Significantly, she does not allege that the NAB failed to ascertain whether an independent person had explained the transaction to her – that being the fourth circumstance referred to in the passage from Garcia above. No doubt that is because Mrs Wehbeh knew that could not prove such an allegation.
Before me, the NAB did not, of course, challenge the fact that Mrs Wehbeh was the wife of Mr Wehbeh or that it was on notice of the possibility that Mrs Wehbeh may repose trust and confidence in him and that he may not adequately explain the transaction to her. Nevertheless, the NAB argued that there were two features of this case which would prevent any equity arising in Mrs Wehbeh’s favour to have the guarantee transaction set aside:
·The first was that she was not a volunteer but in fact had benefited from the equipment loan transaction for which she gave her guarantee.
·Even more significantly, the second was that, so far as the bank was aware, Mrs Wehbeh had received independent advice about the nature and effect of her obligations under the guarantee.
Was Mrs Wehbeh a volunteer in the guarantee transaction?
As to whether Mrs Wehbeh was a volunteer in respect of the equipment loan transaction, the NAB pointed to three particular aspects of the evidence to persuade me she had sufficient interest in, or had obtained sufficient benefit from, the loan so as not to qualify as a volunteer for relevant purposes.
First, she had been a director of one of the three companies comprising the family business for an eighteen month period back in 1999 and 2000.
Secondly, the bank contended that she had played an active role in the conduct of the business. It was put to her that she had been a manager of the Rosebud outlet, a matter which she flatly denied. I am not prepared to accept that she was a manager of any of the outlets. Nevertheless she accepted that she worked part time in the ‘food courts’[41]: the only one she specifically identified was one in Little Lonsdale Street. Otherwise, Mrs Wehbeh maintained that the business was her husband’s business and that her role was confined to being as ‘the mum, the housewife’.
[41]Transcript 76.
Thirdly, the NAB pointed to the fact that since her separation from her husband, the franchising component of the business (which involved two stores) was transferred to a new company, Wehbeh Franchising Pty Ltd of which Mrs Wehbeh was the sole shareholder and director. All the royalties from the franchised businesses were directed to Wehbeh Franchising. For the year ended 30 June 2012, that company had sales of $81 000 and a gross trading profit of $60 000. In fact, it appeared that Mrs Wehbeh, herself, was operating one of the two outlets, the one at ‘Chirnside’.

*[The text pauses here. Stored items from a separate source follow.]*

PR #1546, opened 2020-03-26
Specify cursor position when creating new files

### LINKED ISSUE #1529: Move cursor to a more convenient location when creating a new file
See the conversation here https://github.com/scalameta/metals/pull/1528#issuecomment-602694276

gabro:
Closes #1529 

Previously we would set the cursor position at the beginning of the file when creating a new file. Now we place the cursor in a more convenient position, depending on the type of file.

Demo:

### DIFF
--- a/tests/unit/src/test/scala/tests/NewFileTemplateSuite.scala
+++ b/tests/unit/src/test/scala/tests/NewFileTemplateSuite.scala
@@ -7,7 +7,7 @@ import org.scalacheck.Prop.forAll
 
 class NewFileTemplateSuite extends BaseSuite with ScalaCheckSuite {
 
-  test("it requires exactly one cursor marker") {
+  test("cursor-marker-errors") {
     intercept[IllegalArgumentException] {
       NewFileTemplate("no cursor markers")
     }
@@ -16,7 +16,7 @@ class NewFileTemplateSuite extends BaseSuite with ScalaCheckSuite {
     }
   }
 
-  property("cursor marker position is computed correctly") {
+  property("cursor-marker-position") {
     val template =
       s"""|package a
           |
--- a/tests/unit/src/test/scala/tests/NewFileTemplateSuite.scala
+++ b/tests/unit/src/test/scala/tests/NewFileTemplateSuite.scala
@@ -1,0 +1,33 @@
+package tests
+
+import munit.ScalaCheckSuite
+import scala.meta.internal.metals.NewFileTemplate
+import org.scalacheck.Gen
+import org.scalacheck.Prop.forAll
+
+class NewFileTemplateSuite extends BaseSuite with ScalaCheckSuite {
+
+  test("it requires exactly one cursor marker") {
+    intercept[IllegalArgumentException] {
+      NewFileTemplate("no cursor markers")
+    }
+    intercept[IllegalArgumentException] {
+      NewFileTemplate("many cursor @@ markers @@")
+    }
+  }
+
+  property("cursor marker position is computed correctly") {
+    val template =
+      s"""|package a
+          |
+          |case class Foo()
+          |""".stripMargin
+    val cursorOffsetGen = Gen.chooseNum(0, template.length)
+    forAll(cursorOffsetGen) { cursorOffset =>
+      val templateWithCursor = template.patch(cursorOffset, "@@", 0)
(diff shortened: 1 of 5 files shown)


tests/unit/src/test/scala/tests/NewFileTemplateSuite.scala
```diff
@@ -0,0 +1,33 @@
+package tests
+
+import munit.ScalaCheckSuite
+import scala.meta.internal.metals.NewFileTemplate
+import org.scalacheck.Gen
+import org.scalacheck.Prop.forAll
+
```
gabro: /cc @olafurpg dogfooding the new scalacheck module 👇

tests/unit/src/test/scala/tests/NewFileTemplateSuite.scala
```diff
@@ -0,0 +1,33 @@
...
+class NewFileTemplateSuite extends BaseSuite with ScalaCheckSuite {
+
+  test("it requires exactly one cursor marker") {
```
tgodzik: Should we stick to short names as in other suites?

tests/unit/src/test/scala/tests/NewFileTemplateSuite.scala
tgodzik: Do we really need Scalacheck here though? It's supposed to be used over a set of possible values and here it is just normal testing. I have never found a usage for property based testing and maybe it would be better to keep the tests consistent?

tests/unit/src/test/scala/tests/NewFileTemplateSuite.scala
gabro: Ah, absolutely, I completely forgot. Fixed

tests/unit/src/test/scala/tests/NewFileTemplateSuite.scala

There was no evidence that the Box Hill outlet, in which the equipment funded by the equipment loan was installed, was one of the outlets from which royalty payments were received by Wehbeh Franchising. So the NAB did not attempt to rely upon any direct financial benefit flowing to Mrs Wehbeh from the equipment loan. Rather, the NAB argued that I should infer from the fact that Mrs Wehbeh has managed aspects of the business since separation from her husband, that she was more experienced in the operation of the former family business than she was prepared to concede.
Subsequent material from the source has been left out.